# Fixed-point property is retract-hereditary

This article gives the statement, and possibly proof, of a topological space property (i.e., fixed-point property) satisfying a topological space metaproperty (i.e., retract-hereditary property of topological spaces)
View all topological space metaproperty satisfactions | View all topological space metaproperty dissatisfactions
Get more facts about fixed-point property |Get facts that use property satisfaction of fixed-point property | Get facts that use property satisfaction of fixed-point property|Get more facts about retract-hereditary property of topological spaces

## Statement

### Verbal statement

Any retract of a topological space having the fixed-point property, also has the fixed-point property.

## Proof

### Proof outline

• Consider a self-map of the retract
• Compose with the retraction to get a self-map of the whole space
• Find a fixed point, and observe that it must be a fixed point of the original self-map

### Proof details

Given: A topological space $X$ satisfying the fixed-point property, a retraction $r:X \to A$ where $A \subset X$ and $r(a) = a$ for all $a \in A$

To prove: $A$ satisfies the fixed-point property

Proof: Let $i$ denote the inclusion of $A$ in $X$.
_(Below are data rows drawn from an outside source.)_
PR #984, opened 2022-01-02
correct pytest.ini spelling

mjh-sakh:
No whitespaces allowed around `=`

### DIFF
--- a/docs/configuring_django.rst
+++ b/docs/configuring_django.rst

Consider any continuous map $f:A \to A$. We need to show that $f$ has a fixed point in $A$. Consider the composition $g = i \circ f \circ r$. This is a map from $X$ to $X$ that first retracts to $A$, then applies $f$, and then views the resulting point of $A$ as a point in $X$. $g$ is a composite of continuous maps, so $g$ is continuous. Since $X$ has the fixed-point property, there exists $x \in X$ such that $g(x) = x$.

But by construction, $g(x)$ is actually inside $A$, so in fact $x \in A$. But if $x \in A$, $r(x) = x$, so we conclude that $x = g(x) = f(r(x)) = f(x)$. Thus, $x \in A$ is a fixed point of $f$, completing the proof.